Comparing history to a stream, no doubt an urgent idea when new, seems nowadays less vigorous, especially regarding the arts. So also does belief in their continuing progress, as if any series of related events involved necessarily a destination.
Myself, I prefer to think of the arts as a museum or as a wine cellar. These comparisons would leave room for paying honor to great soils, great years, great workmen, also for preserving ancient methods. Museums and libraries are mainly devoted anyway to conserving works and ways that it is no longer practical to imitate.
Gertrude Stein used to say that nothing changes from generation to generation except what people are looking at. Actually, what people have thought they were looking at, arranged in chronological order, makes up whatever consistent fairy tale that history can be imagined to illustrate. And though repeating patterns do seem to recur in any such narrative, organic development is notoriously difficult to identify. In the arts, certainly, the creating, elaborating, and transmitting of techniques are basic procedures, but among these there are few long-term growths. They are more like inventions—say the fish net, the wheelbarrow, or pie crust—which once they have come miraculously into being stay on. And as for the game of “influences,” which reviewers, and sometimes even historians, like to play, it is in my view about as profitable a study as who caught cold from whom when they were all sitting in the same draft.
Nevertheless, since what people are looking at changes constantly, everything can seem to be changing.
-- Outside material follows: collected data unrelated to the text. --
Issue #1824, opened 2016-10-10
Delay when autocompleting file/directory


rnovacek:
When I'm using autocompletion for files and directories, there is a delay between pressing the <TAB> button and the completion appearing. The delay is ~1 second. 

Example:
$ touch somefile
$ ls somefil<TAB>
Nothing happens for like one second, then completion appears. I would prefer the completion to appear immediately. Other completions (command name, environment variable) appear immediately when I press the <TAB> button.

Any ideas how to debug the delay?

xonfig:
```
+------------------+-----------------+
| xonsh            | 0.4.7           |
| Git SHA          | None            |
| Python           | 3.5.1           |
| PLY              | 3.7             |
| have readline    | True            |
| prompt toolkit   | 1.0.7           |
| shell type       | prompt_toolkit  |
| pygments         | 2.1.3           |
| on posix         | True            |
| on linux         | True            |
| distro           | fedora          |
| on darwin        | False           |
| on windows       | False           |
| on cygwin        | False           |
| is superuser     | False           |
| default encoding | utf-8           |
| xonsh encoding   | utf-8           |
| encoding errors  | surrogateescape |
+------------------+-----------------+
```

rnovacek:
I just found out that it only affects some commands:

```
$ mkdir somedir; touch somefile
$ ls somefi<TAB>  # delay appears, completion appears after ~1s
$ cd som<TAB>  # competion to 'somedir/' appears immediately
```

gforsyth:
Hi @rnovacek , thanks for reporting!  
We definitely don't want a 1 second delay for anything, really.  
Are there a *lot* of files in the directory where you see the delay?  What happens if you try `ls somefi<TAB>` in directory that only has one or two folders/files?

gforsyth:
Sorry, my brain is fried -- I see that that's what you did and there is a delay.  Ok, I'll try to dig around and see if I can see what's up.

scopatz:
My guess is that this delay is coming from Bash completions being slow for some reason.  Do you happen to know if you are using V1 or V2 Bash completions?  Also, can you try turning off Bash completions entirely and see if that improves performance.  See http://xon.sh/tutorial_completers.html#removing-a-completer

rnovacek:
Thanks for the tip. Disabling bash completion with `completer remove bash` helps. Now there is no delay when I press the TAB button.

[...]

PR #1888, opened 2016-10-25
Proper default value and documentation for $BASH_COMPLETIONS

blahgeek:
This is related to #1824

### DIFF
--- a/xonsh/completers/bash.py
+++ b/xonsh/completers/bash.py
@@ -9,7 +9,7 @@ import xonsh.platform as xp
 from xonsh.completers.path import _quote_paths
 
 BASH_COMPLETE_SCRIPT = r"""
-{sources}
+{source}
 
 # Override some functions in bash-completion, do not quote for readline
 quote_readline()
@@ -58,8 +58,8 @@ for ((i=0;i<${{#COMPREPLY[*]}};i++)) do echo ${{COMPREPLY[i]}}; done
 
 def complete_from_bash(prefix, line, begidx, endidx, ctx):
     """Completes based on results from BASH completion."""
-    sources = _collect_completions_sources()
-    if not sources:
+    source = _get_completions_source()
+    if not source:
         return set()
 
     if prefix.startswith('$'):  # do not complete env variables
@@ -83,7 +83,7 @@ def complete_from_bash(prefix, line, begidx, endidx, ctx):
         prefix_quoted = shlex.quote(prefix)
 
     script = BASH_COMPLETE_SCRIPT.format(
-        sources='\n'.join(sources), line=' '.join(shlex.quote(p) for p in splt),
+        source=source, line=' '.join(shlex.quote(p) for p in splt),
         comp_line=shlex.quote(line), n=n, cmd=shlex.quote(cmd),
         end=endidx + 1, prefix=prefix_quoted, prev=shlex.quote(prev),
     )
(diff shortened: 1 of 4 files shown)


scopatz:
LGTM @blahgeek! Waiting for CI. Thanks!

xonsh/platform.py
```diff
@@ -305,16 +305,13 @@ def BASH_COMPLETIONS_DEFAULT():
...
-        else:
-            bcd = ('/usr/share/bash-completion', )
+        bcd = ('/usr/share/bash-completion/bash_completion', )
     elif ON_DARWIN:
         bcd = ('/usr/local/share/bash-completion/bash_completion',  # v2.x
                '/usr/local/etc/bash_completion')  # v1.x
     elif ON_WINDOWS and git_for_windows_path():
         bcd = (os.path.join(git_for_windows_path(),
-                            'usr\\share\\bash-completion'),
+                            'usr\\share\\bash-completion\\bash_completion'),
```
melund: Not sure that file exist. On my machine the directory looks like this: 
``` 
snail@sea C:\Program Fi\Git\usr\share $ tree /F /A bash-completion
Folder PATH listing
Volume serial number is 00000125 FA73:929B
C:\PROGRAM FILES\GIT\USR\SHARE\BASH-COMPLETION
|   python-argcomplete.sh
|
\---completions
        subversion
        svn
        svnadmin
        svndumpfilter
        svnlook
        svnsync
        svnversion
        vim
```

blahgeek: Those files under `..bash-completion/completions/` are installed along with its corresponding  packages (like vim), usually (as in linux) an additional package `bash-completion` is required to be installed which provides `..bash-completion/bash_completion` to lazy load those scripts. I don't know about windows, is there such a package?

astronouth7303: @blahgeek that's [Git for windows](https://git-for-windows.github.io/), which is a distribution of git and msys so windows users have a useful development environment.

I can confirm the file layout given by @melund for GFW.

melund: There doesn't seem to be a file called `bash-completions`. Maybe this is just leftovers from packaging the msys environment with git.  The git completion stuff is handled by this file `mingw64\\share\\git\\completion\\git-completion.bash`.

Are there any bash command that I could run that I could run to reveal how it is configured?

scopatz: Can we just include both paths in the default?  If it is not there, it should skip it right?

melund: Yes. It shouldn't matter. If the 'Git for Windows' project ever decide to include it it will start working.

blahgeek: Yes, and the original value `...\\bash-completion` is wrong anyway.

melund: That is true. Merging in now.

xonsh/completers/bash.py
```diff
@@ -116,14 +116,9 @@ def complete_from_bash(prefix, line, begidx, endidx, ctx):
...
-def _collect_completions_sources():
-    sources = []
+def _get_completions_source():
     completers = builtins.__xonsh_env__.get('BASH_COMPLETIONS', ())
-    paths = (pathlib.Path(x) for x in completers)
-    for path in paths:
+    for path in map(pathlib.Path, completers):
         if path.is_file():
-            sources.append('source "{}"'.format(path.as_posix()))
-        elif path.is_dir():
```
mitnk: @blahgeek I think this `elif` was mistakenly missed, and that's why bash completion now is not functional? :)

Also, the things that don’t change, like wheelbarrows and fish nets and pie crust, are always there. Playing games and eating and childbirth and death, for example, change almost not at all; they merely get arranged into stories about people doing them, into literature. And in this literature people move around and talk; sometimes they even sing. This makes for plays and films and operas. And in all these kinds of entertainment the element that affects people most intensely, that makes chills to run up and down the spine, the digestive apparatus to work faster, and the breath to hold or catch, is music. This element has no precise meaning and no dictionary. But it does provoke intensities; and it provokes these so rapidly and so powerfully that all the other elements—the verbal ones and the visual ones for sure—more often than not call on music’s transports for reinforcing their own cooler communications. Music’s lack of specific meaning, moreover, allows it to be attached to other continuities without contradicting them. The way that singing can give acoustical reinforcement to speech—can shape it, help it to run along and to carry—this is music’s gift to liturgical observances, to prayers, hymns, and magical incantations, as well as to mating ceremonials like social dancing.
The composition of music not intended for provoking movement or for singing, and involving no spectacle other than that of men at work, is a quite recent invention, dating as…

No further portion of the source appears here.